The decision which DNS server to ask for domain name resolution is simple if there is only one network interface. Once there is a VPN tunnel, however, there are two network interfaces that have access to one or more DNS servers on the other end, i.e. over the physical Wi-Fi or Ethernet interface directly and through the VPN tunnel interface. Resolvconf is made aware of DNS servers on both interfaces but unfortunately Raspbian (based on Debian Jessie) no longer ensures that only the DNS servers available through the VPN tunnel must used to prevent DNS request leakage outside the VPN tunnel.

Resolvconf

Two commands come in handy to check which DNS servers are available on the VPN Client Gateway:

resolvconf -l  # list DNS servers available
resolvconf -i  # list network interfaces with DNS servers

To make life more complicated there seem to be several implementations of resolvconf. While Raspbian (based on Debian Jessie) uses the BSD variant that has those options implemented, Ubuntu 14.04 (based on Debian Wheezy) uses a different implementation which does not.

Circumventing Resolvconf When The Tunnel Is Up

Resolvconf only administrates the DNS server IP addresses that can be used while dnsmasq is used as a DNS server on the Raspberry VPN Client Gateway which in turn forwards requests to the external DNS server. By default, dnsmasq uses the list of DNS servers assembled by resolvconf. To ensure all DNS requests go through the VPN tunnel, however, dnsmasq can be instructed with the ‘no-resolv‘ option to only use DNS servers defined in its own configuration file in /etc/dnsmasq.conf. Here is how this looks like:

server=10.8.0.1

# activate no-resolve to only use the DNS server above 
# to prevent DNS leakage outside the VPN tunnel
no-resolv

If no VPN tunnel is established, dnsmasq has to be reconfigured to use the DNS server list provided by resolvconf as the DNS server configured statically above is not reachable anymore:

server=8.8.8.8  # use this DNS server if resolvconf
                # offers no other option

Note that 8.8.8.8 will only be used by dnsmasq as DNS server if the DNS server IP addresses provided by resolvconf are not working.

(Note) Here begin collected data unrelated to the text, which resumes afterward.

Issue #263, opened 2017-09-06
Proposal: Folding of sections and subsections


StepanSushko:
### Description

Currently, there is folding feature for begin/end constructions and some other.

I'd like to fold sections/subsections too, it is convinient when a text is long.

Thx in advance!

SigurdAngenent:
I would like to second this proposal

James-Yu:
https://github.com/Microsoft/vscode/issues/105

```
@ColacX The current folding only depends on indentation and is not language aware.
The request for language aware folding is https://github.com/Microsoft/vscode/issues/3422
```

smagill:
It looks like an API for language-aware folding (not based on indentation) has been recently added:  
https://code.visualstudio.com/updates/v1_21#_folding

I too would love to have section-based folding in LaTeX!  Thanks for the great extension!

steveeJ:
@James-Yu please revive this issue :-) It seems to be possible to implement this as @smagil pointed out.

neilsustc:
This is the top request now 😉

![image](https://user-images.githubusercontent.com/7588612/47622784-0e875300-db01-11e8-86c6-c861341bff91.png)

PR #944, opened 2018-11-04
Folding range provider

neilsustc:
Provide section-based and environment-based folding (#263)

demo

### DIFF
--- a/src/main.ts
+++ b/src/main.ts
@@ -25,6 +25,7 @@ import {ProjectSymbolProvider} from './providers/projectsymbol'
 import {SectionNodeProvider} from './providers/structure'
 import {DefinitionProvider} from './providers/definition'
 import {LatexFormatterProvider} from './providers/latexformatter'
+import {FoldingProvider} from './providers/folding';
 
 function renameConfig(originalConfig: string, newConfig: string) {
     const configuration = vscode.workspace.getConfiguration('latex-workshop')
@@ -259,6 +260,7 @@ export async function activate(context: vscode.ExtensionContext) {
     context.subscriptions.push(vscode.languages.registerCompletionItemProvider({ scheme: 'file', language: 'latex'}, extension.completer, '\\', '{', ',', '(', '['))
     context.subscriptions.push(vscode.languages.registerCompletionItemProvider({ scheme: 'file', language: 'doctex'}, extension.completer, '\\', '{', ',', '(', '['))
     context.subscriptions.push(vscode.languages.registerCodeActionsProvider({ scheme: 'file', language: 'latex'}, extension.codeActions))
+    context.subscriptions.push(vscode.languages.registerFoldingRangeProvider({ scheme: 'file', language: 'latex'}, new FoldingProvider()))
 
     extension.linter.lintRootFileIfEnabled()
     obsoleteConfigCheck()
--- a/src/providers/folding.ts
+++ b/src/providers/folding.ts
@@ -1,0 +1,82 @@
+import * as vscode from 'vscode'
+
+export class FoldingProvider implements vscode.FoldingRangeProvider {
+
+    public provideFoldingRanges(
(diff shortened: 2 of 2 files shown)


Astrantia:
@neilsustc Thanks!!!
@James-Yu Please push a new release in marketplace right away once this is merged :D

tecosaur:
This is fantastic. Thanks @neilsustc

Astrantia:
@neilsustc 

Actually I find some bugs with multiple environments:

```
\section*{Bug1}

\subsection{Intro} 
\begin{enumerate} % BUG 2
	\item  a
	\item  d
	\item  s
	\item  q
	\item  q
	\item  a
\end{enumerate}

\subsection{Now}
\begin{enumerate}
		\item d
\end{enumerate}

\begin{enumerate}
		\item
\end{enumerate}
```
Bug 1: The uppermost Section doesn't get fold option
Bug 2: folding enumerate folds both enumerates

Astrantia:
Yes, the current implementation is quite buggy 😞. At least, we've got something to work on.

neilsustc:
You are right. Some further improvements are needed.

Astrantia:
@neilsustc no longer working on this?
@James-Yu this implementation is not working for 99% of tex files, why don't we revert to the indentation folding?

neilsustc:
Bug 1 is easy to fix
Bug 3 might be fixed with #959 (I guess)
As for bug 2, it is a little bit tricky. It seems there is no simple way if we stick to the current "regex matching" method

I might have some time during the weekend

If the current stage is unusable for you, you can always set `editor.foldingStrategy` to `indentation` ([link](https://github.com/James-Yu/LaTeX-Workshop/issues/953#issuecomment-436583427))

Astrantia:
@neilsustc Unfortunately changing that setting doesn't fallback to the default indentation. I already tried it, but extension still used the Provider implemented by you.

neilsustc:
Then it is a vscode issue if you did it right. It works for me and at least another people in above link.

iamhyc:
I am not familiar with regex, but I think there is a bug with `envRegex`. You should at least set the regex flag from `g` to `gU`.

when the flag is `g`, wrongly folded.
image


when the flag is `gU`, works correctly.
image

(regex tested on [https://regex101.com](https://regex101.com/))

neilsustc:
There is no good solution (in regex) since both following cases are possible

```
\begin{env}
    ...
\end{env}

\begin{env}
    ...
\end{env}
```

and 

```
\begin{env}
    \begin{env}
        ...
    \end{env}
\end{env}
```

No single unified regex can handle both cases (seems to me).

iamhyc:
> There is no good solution (in regex) since both following cases are possible
> 
> ```
> \begin{env}
>     ...
> \end{env}
> 
> \begin{env}
>     ...
> \end{env}
> ```
> and
> 
> ```
> \begin{env}
>     \begin{env}
>         ...
>     \end{env}
> \end{env}
> ```
> No single unified regex can handle both cases (seems to me).

Oh, it seems like a operation stack. but anyway, I have disabled this provider and waiting for the bug fixed :)

neilsustc:
No

jlelong:
Just a piece of advice, you can have a look at the function [locateMatchingPair](https://github.com/James-Yu/LaTeX-Workshop/blob/master/src/components/envpair.ts#L79), which deals with the problem of finding matching `\begin/\end` pairs.

neilsustc:
Thanks for the information

James-Yu:
I will revisit the folding logic.

iamhyc:
Hi everyone, I make a PR to solve the folding problem with env.

Could you help check on #984 ? I think my implementation may be naive without thorough test.

Thank you!

James-Yu:
@iamhyc It looks good for me, will merge and make minor edits.

PR #964, opened 2018-11-06
delete Spell Right

tamuratak:
As seeing recent issues, we had better not to recommend a problematic solution.


tecosaur:
I'd go a bit further than that. I'd add a small section listing packages that are known not to play well with this extension.

tamuratak:
That's good 👍

PR #969, opened 2018-11-08
Add testing

tamuratak:
Hi,
this is a patch to add minimal tests. I heavily use `sleep` to wait for build commands and others to finish.

### DIFF
--- a/.gitignore
+++ b/.gitignore
@@ -3,3 +3,8 @@ node_modules/*
 dev/unimathsymbols.txt
 VERSION
 .idea/
+test/texfiles/**/*.aux
+test/texfiles/**/*.dvi
+test/texfiles/**/*.gz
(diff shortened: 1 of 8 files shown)


tecosaur:
If this is added, could we also integrate a CI testing? something like Travis or Circle.

zoehneto:
At least on travis ci you can install packages as described [here](https://docs.travis-ci.com/user/installing-dependencies/), though the obvious question is how long it would take to install texlive :)

BreakBB:
@tamuratak I am curious why you're using `sleep` inside the tests since you wait for the Promises to resolve right before?

tamuratak:
Rejected in https://github.com/James-Yu/LaTeX-Workshop/pull/1284#issuecomment-480711400.

PR #972, opened 2018-11-10
Item shortcut should have space after item

tecosaur:
This makes it Ctrl+L Ctrl+Enter:
 (a) slightly better to use
 (b) consistent with item-on-enter


jlelong:
I have just fixed it.

PR #979, opened 2018-11-13
fix the style of trimSelectContainer

tamuratak:
This is a patch to undefine the max-width of trimSelectContainer.  We don't have to do this for scaleSelectContainer because viewer.js dynamically sets an appropriate width. Without this patch, the select element is not appropriately displayed as follows.

### DIFF
--- a/viewer/latexworkshop.css
+++ b/viewer/latexworkshop.css
@@ -126,3 +126,14 @@ html #outerContainer.sidebarOpen > #sidebarContainer {
       display: none;
     }
 }
+
+#trimSelectContainer {
+    max-width: none !important;
+    width: auto !important;
+}
+
+#trimSelectContainer > select {
+    -webkit-appearance: button;
+    -moz-appearance: button;
+    appearance: button;
+}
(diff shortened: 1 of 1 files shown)


James-Yu:
You may notice that the height of this selector is different from the zooming one.

tamuratak:
I have set the height of selects. Please check.

tamuratak:
Another way of fixing this issue is setting a slightly larger width to trimSelectContainer, [link](https://github.com/James-Yu/LaTeX-Workshop/compare/master...tamuratak:fix_trim_select_style_b).  Please check.

James-Yu:
Actually this is because that the select items are set to `button`s. Why is that?

tamuratak:
I set them to `button` to remove the arrow of the select element provided by browsers. Otherwise, we see two arrows in the trim select as follows. Another arrow is provided by pdf.js.

It doesn't have to be `button`. It can be `none`.

James-Yu:
It is not consistent with the other selector, which set the width of select items to be ~20px wider. This should be a proper solution.

tamuratak:
pdf.js dynamically does that while taking locales into account. It is difficult for me to do that.

James-Yu:
Please see the commit above

tamuratak:
Great. 👍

How To Switch the Dnsmasq Configuration

There are several possibilities to switch the dnsmasq configuration. From an architectural point of view the best option would be to use interface up/down scripts that can be run when OpenVPN establishes and tears down a tunnel. Here, it would even be possible to extract the DNS server IP addresses provided by the VPN server and insert it into the Dnsmasq configuration. It is easy, however, to forget the up/down script invocation in OpenVPN configuration files. Things would still work but DNS requests would not be transported through the tunnel. In other words this is a risky approach.

I therefore decided to change the Dnsmasq configuration and restart the service in the start and stop scripts that establish and tear down the OpenVPN tunnels (start-vpn.sh and stop-vpn-common.sh) in the Pi’s home directory. This has the disadvantage that the DNS server IP addresses that must be used while the VPN tunnel is established have to be configured manually. For most people (who do not use local servers as described above), a public DNS server (such as 8.8.8.8) is the right choice. The advantage of the approach is, however, that omitting the up/down scripts from the OpenVPN configuration does not result in DNS leakage outside the tunnel.

Yes, I wished things would be more straight forward but at least I learned a lot while coming up with this solution and I hope sharing this might be useful to some of you, too.